== PROVIDED ENTRIES ==
================================

PR #417, opened 2024-12-29
x1plusd-i2c: I2C TCA8418 Keypad Driver

WolfwithSword:
Adds i2c driver to core module/driver loading for an i2c keypad driver (tca8418, up to 80 buttons)

TODO: Demo flow of loading in sdcard folder, demo video of button actions, resources for i2c device, examples etc

### DIFF
--- a/images/cfw/opt/x1plus/lib/python/x1plus/services/x1plusd/modules/i2c_drivers/tca8418_driver.py
+++ b/images/cfw/opt/x1plus/lib/python/x1plus/services/x1plusd/modules/i2c_drivers/tca8418_driver.py
@@ -1,0 +1,214 @@
+"""
+[X1PLUS_MODULE_INFO]
+module:
+  name: i2c.tca8418
+  default_enabled: true
+[END_X1PLUS_MODULE_INFO]
+"""
+
+import logging
+import asyncio
+import time
+
+from x1plus.services.x1plusd.expansion.i2c import register_driver
+
+logger = logging.getLogger(__name__)
+name = "tca8418"
+
+@register_driver(name)
+class Tca8418Driver():
+    """
+    TCA8418 offers up to 8 rows x 10 columns for an up to 80 buttons keypad matrix
+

================================

== WHAT THIS TASK INVOLVES ==
Take every line of the material that contains the word "services", and copy it.

== RESULT OF THE TASK ==
--- a/images/cfw/opt/x1plus/lib/python/x1plus/services/x1plusd/modules/i2c_drivers/tca8418_driver.py
+++ b/images/cfw/opt/x1plus/lib/python/x1plus/services/x1plusd/modules/i2c_drivers/tca8418_driver.py
+from x1plus.services.x1plusd.expansion.i2c import register_driver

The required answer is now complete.